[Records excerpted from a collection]
------------

Issue #1367, opened 2018-12-11
Binary import/export: Support all encoding types


mrzzzrm:
Currently only ValueSegments and DictionarySegments are supported, seemingly

mrks:
As far as I can see, only the FixedStringDictionarySegment is missing. Dumping the FixedStringVector (which is just a vector of characters) into a binary file should not be too difficult, so maybe we could get this done, too, and finally close this issue?

dey4ss:
If @j-tr is not quicker, I can do this after vacation.

PR #1896, opened 2019-10-23
Add Run-Length Segment binary import/export

dey4ss:
export and import RunLength encoded segments as requested in #1367


src/lib/import_export/binary.hpp
```diff
@@ -2,7 +2,7 @@
 
 namespace opossum {
 
-enum class BinarySegmentType : uint8_t { value_segment = 0, dictionary_segment = 1 };
+enum class BinarySegmentType : uint8_t { value_segment = 0, dictionary_segment = 1, run_length_segment = 2 };
```
Bouncner: Can't we use Hyrise's enums (types.hpp) directly here?

src/lib/operators/export_binary.cpp
```diff
@@ -77,6 +78,12 @@ void export_values(std::ofstream& ofstream, const std::vector<pmr_string>& value
 
 // specialized implementation for bool values
 template <>
+void export_values(std::ofstream& ofstream, const pmr_vector<bool>& values) {
+  // Cast to fixed-size format used in binary file
+  const auto writable_bools = std::vector<BoolAsByteType>(values.begin(), values.end());
+  export_values(ofstream, writable_bools);
```
Bouncner: Code duplication with void export_values(std::ofstream& ofstream, const std::vector<bool>& values).

src/test/operators/export_binary_test.cpp
```diff
@@ -215,6 +236,33 @@ TEST_F(OperatorsExportBinaryTest, AllTypesDictionarySegment) {
   EXPECT_TRUE(compare_files("resources/test_data/bin/AllTypesDictionarySegment.bin", filename));
 }
 
+TEST_F(OperatorsExportBinaryTest, AllTypesRunLengthSegment) {
```
Bouncner: We should probably use paramater templated tests here (see encoding tests). Or is there a good reason to not use them?
It's "only" a few lines right now, but will blow up once we have FoR, LZ4, ... tests for the binary export/import.

src/lib/storage/base_run_length_segment.hpp
```diff
@@ -0,0 +1,22 @@
+#pragma once
```
Bouncner: Not a big fan of that class. Is it only necessary because we want to import/export binary run length segments?

src/lib/operators/export_binary.cpp
mrks: Same for `void export_values(std::ofstream& ofstream, const pmr_vector<pmr_string>& values) {` (which is not your fault).

Suggestion: https://gist.github.com/mrks/6d6e9892850d694e396de857840c2c7a

Not sure what your C++ level is - if you want to discuss this approach, feel free to stop by.

src/test/operators/export_binary_test.cpp
```diff
@@ -164,6 +164,27 @@ TEST_F(OperatorsExportBinaryTest, FixedStringDictionarySegment) {
   EXPECT_TRUE(compare_files("resources/test_data/bin/StringDictionarySegment.bin", filename));
 }
 
+TEST_F(OperatorsExportBinaryTest, StringRunLengthSegment) {
+  TableColumnDefinitions column_definitions;
+  column_definitions.emplace_back("a", DataType::String, false);
+
+  auto table = std::make_shared<Table>(column_definitions, TableType::Data, 10);
+  table->append({"This"});
+  table->append({"is"});
```
mrks: For run-length segments, it makes sense to have run-lengths > 1 in the tested data

src/test/operators/export_binary_test.cpp
```diff
@@ -164,6 +164,27 @@ TEST_F(OperatorsExportBinaryTest, FixedStringDictionarySegment) {
   EXPECT_TRUE(compare_files("resources/test_data/bin/StringDictionarySegment.bin", filename));
 }
 
+TEST_F(OperatorsExportBinaryTest, StringRunLengthSegment) {
+  TableColumnDefinitions column_definitions;
+  column_definitions.emplace_back("a", DataType::String, false);
+
+  auto table = std::make_shared<Table>(column_definitions, TableType::Data, 10);
```
mrks: Choose chunk size so that we have more than one chunk?

src/lib/operators/export_binary.cpp
mrks: This just came to my mind: Why do we have `std::vector` here at all? All data (data in value segments, dictionaries, attribute vectors, run lengths, ...) should be stored in `pmr_vector`s. Unless I am missing something, the `std::vector` versions should be thrown out and any segment type that depends on it is wrong.

src/lib/storage/base_run_length_segment.hpp
dey4ss: Indeed the class is only necessary for exporting, as the concretion of the segment encoding is done via a visitor pattern. This would likely be omitted if every segment would encode itself, which on the other hand would probably mean a deeper design decision.

src/test/operators/export_binary_test.cpp
dey4ss: We now have a special multi-chunk test case with repeating values especially for RunLength-segments

src/lib/storage/base_run_length_segment.hpp
Bouncner: I think we should get rid of this class and all the visitors altogether. The visitor pattern has been removed from pretty much all other parts of Hyrise and I'd vote to remove it here as well.

I think a simple method that resolves the encoding type and forwards the segment accordingly (see `ChunkEncoder::encode_segment()`) should suffice.

mrks:
You'll remove WIP and ping us once you're ready

src/lib/operators/export_binary.cpp
Bouncner: Feel free to mark such issues as resolved once you have addressed them. At least when it's clear that there are no remaining open questions/issues.

src/lib/operators/aggregate_hash.hpp
```diff
@@ -19,14 +19,15 @@
...
 #include "resolve_type.hpp"
-#include "storage/abstract_segment_visitor.hpp"
 #include "storage/reference_segment.hpp"
 #include "storage/value_segment.hpp"
 #include "types.hpp"
 #include "utils/assert.hpp"
 
 namespace opossum {
 
+class SegmentVisitorContext {};
```
mrks: Is this a forward declaration? Those usually come without curly braces.

src/lib/operators/export_binary.cpp
```diff
@@ -171,90 +149,70 @@ void ExportBinary::_write_header(const Table& table, std::ofstream& ofstream) {
...
+  export_value(ofstream, EncodingType::Unencoded);
 
-  // Unfortunately, we have to iterate over all values of the reference segment
-  // to materialize its contents. Then we can write them to the file
-  for (ChunkOffset row = 0; row < ref_segment.size(); ++row) {
-    export_value(context->ofstream, boost::get<T>(ref_segment[row]));
-  }
-}
+  if (ref_segment.data_type() == DataType::String) {
+    if (ref_segment.size() == 0) return;
```
mrks: This guard clause is not unique to string types, is it? I'd move it outside.

mrks: Not your code, but unless we have a good reason not to, we should write out `reference_segment`

src/lib/operators/export_binary.cpp
```diff
@@ -171,90 +149,70 @@ void ExportBinary::_write_header(const Table& table, std::ofstream& ofstream) {
...
+    pmr_vector<size_t> string_lengths(ref_segment.size());
 
-  // We materialize reference segments and save them as value segments
-  export_value(context->ofstream, BinarySegmentType::value_segment);
-
-  // If there is no data, we can skip all of the coming steps.
-  if (ref_segment.size() == 0) return;
+    // We export the values materialized
+    for (ChunkOffset row = 0; row < ref_segment.size(); ++row) {
+      value = boost::get<pmr_string>(ref_segment[row]);
```
mrks: No need to change this as we are not yet looking at the performance of the export, but `operator[]` is quite slow because it converts everything into an AllTypeVariant. For new code, have a look at `segment_accessor.hpp`.

src/lib/operators/export_binary.hpp
```diff
@@ -73,7 +73,7 @@ class ExportBinary : public AbstractReadOnlyOperator {
    * Row count             | ChunkOffset                           |  4
    *
    * Next, it dumps the contents of the segments in the respective format (depending on the type
-   * of the segment, such as ReferenceSegment, DictionarySegment, ValueSegment).
+   * of the segment, such as ReferenceSegment, DictionarySegment, ValueSegment, RunLengthSegment).
```
mrks: I wouldn't expect the "such as" list to be complete - otherwise it would be also missing the FixedStringDictionarySegment.

src/lib/operators/export_binary.hpp
```diff
@@ -161,13 +152,29 @@ class ExportBinary::ExportBinaryVisitor : public AbstractSegmentVisitor {
...
+   * Values                 | T (int, float, double, long)          |   size * sizeof(T)
+   * NULL values            | vector<bool> (BoolAsByteType)         |   size * 1
+   * End Positions          | ChunkOffset                           |   size * 4
+   *
+   * Please note that the number of rows are written in the header of the chunk.
+   * The type of the column can be found in the global header of the file.
+   *
+   *
+   * @param base_segment The segment to export
+   * @param base_context A context in the form of an ExportContext. Contains a reference to the ofstream.
```
mrks: outdated

src/test/operators/export_binary_test.cpp
```diff
@@ -52,12 +52,30 @@ class OperatorsExportBinaryTest : public BaseTest {
   const std::string filename = test_data_path + "export_test.bin";
 };
 
+class OperatorsExportBinaryMultiEncodingTest : public OperatorsExportBinaryTest,
```
mrks: Haven't looked at the tests in detail yet. Now that we have a parameterized test, do we still need the old tests?

mrks: Just some cases that we should make sure to cover:
- single chunk
- multiple chunks
- All-NULL
- Repeated values (for RLE)
- Sorted / unsorted values

src/test/operators/export_binary_test.cpp
```diff
@@ -67,158 +85,157 @@ TEST_F(OperatorsExportBinaryTest, TwoColumnsNoValues) {
...
-  ChunkEncoder::encode_all_chunks(table, EncodingType::FixedStringDictionary);
+  ChunkEncoder::encode_all_chunks(table, GetParam());
 
   auto table_wrapper = std::make_shared<TableWrapper>(std::move(table));
   table_wrapper->execute();
   auto ex = std::make_shared<opossum::ExportBinary>(table_wrapper, filename);
   ex->execute();
 
+  std::map<EncodingType, std::string> reference_filenames{
+      {EncodingType::Unencoded, "resources/test_data/bin/SingleChunkSingleFloatColumnValueSegment.bin"},
```
mrks: Should be possible to make this generic with `encoding_type_to_string`

src/lib/operators/aggregate_hash.hpp
mrks: Or is this because the aggregate is the only one who still needs the visitor? In that case, maybe add a short comment

src/lib/operators/export_binary.hpp
```diff
@@ -161,13 +152,29 @@ class ExportBinary::ExportBinaryVisitor : public AbstractSegmentVisitor {
...
+  /**
+   * RunLength Segments are dumped with the following layout:
+   *
+   * Description            | Type                                  | Size in bytes
+   * -----------------------------------------------------------------------------------------
+   * Column Type            | ColumnType                            |   1
+   * Size                   | uint32_t                              |   4
+   * Values                 | T (int, float, double, long)          |   size * sizeof(T)
+   * NULL values            | vector<bool> (BoolAsByteType)         |   size * 1
+   * End Positions          | ChunkOffset                           |   size * 4
```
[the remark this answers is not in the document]
Bouncner: Run count?

src/test/operators/export_binary_test.cpp
j-tr: the old (OperatorsExportBinaryTests) tests are still used for tests that work with just one encoding type (see FixedStringDictionarySegment or RepeatedIntRunLengthSegment)

mrks: Got it. However, we should cover all cases (e.g., repeated ints) as part of the parameterized tests, too.

j-tr:
might fix #1920

src/lib/operators/export_binary.cpp
```diff
@@ -171,95 +149,75 @@ void ExportBinary::_write_header(const Table& table, std::ofstream& ofstream) {
...
-  Assert(base_segment.compressed_vector_type(),
+void ExportBinary::_write_segment(const BaseDictionarySegment& base_dictionary_segment, std::ofstream& ofstream) {
+  Assert(base_dictionary_segment.compressed_vector_type(),
          "Expected DictionarySegment to use vector compression for attribute vector");
-  Assert(is_fixed_size_byte_aligned(*base_segment.compressed_vector_type()),
+  Assert(is_fixed_size_byte_aligned(*base_dictionary_segment.compressed_vector_type()),
          "Does only support fixed-size byte-aligned compressed attribute vectors.");
-
-  export_value(context->ofstream, BinarySegmentType::dictionary_segment);
+  export_value(ofstream, EncodingType::Dictionary);
```
mrks: This means that we convert FixedString dictionaries to regular dictionaries. That is probably surprising for the caller. As we don't have an import for the former yet, I'd change the support from BaseDictionarySegment to DictionarySegment.

mrks:
> might fix #1920

Add to hyriseConsole_test.py?

src/benchmark/tpch_benchmark.cpp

------------

Prompt »
For the word "contents", tally the lines above that hold it and answer with the number alone.

Solution for this task »
2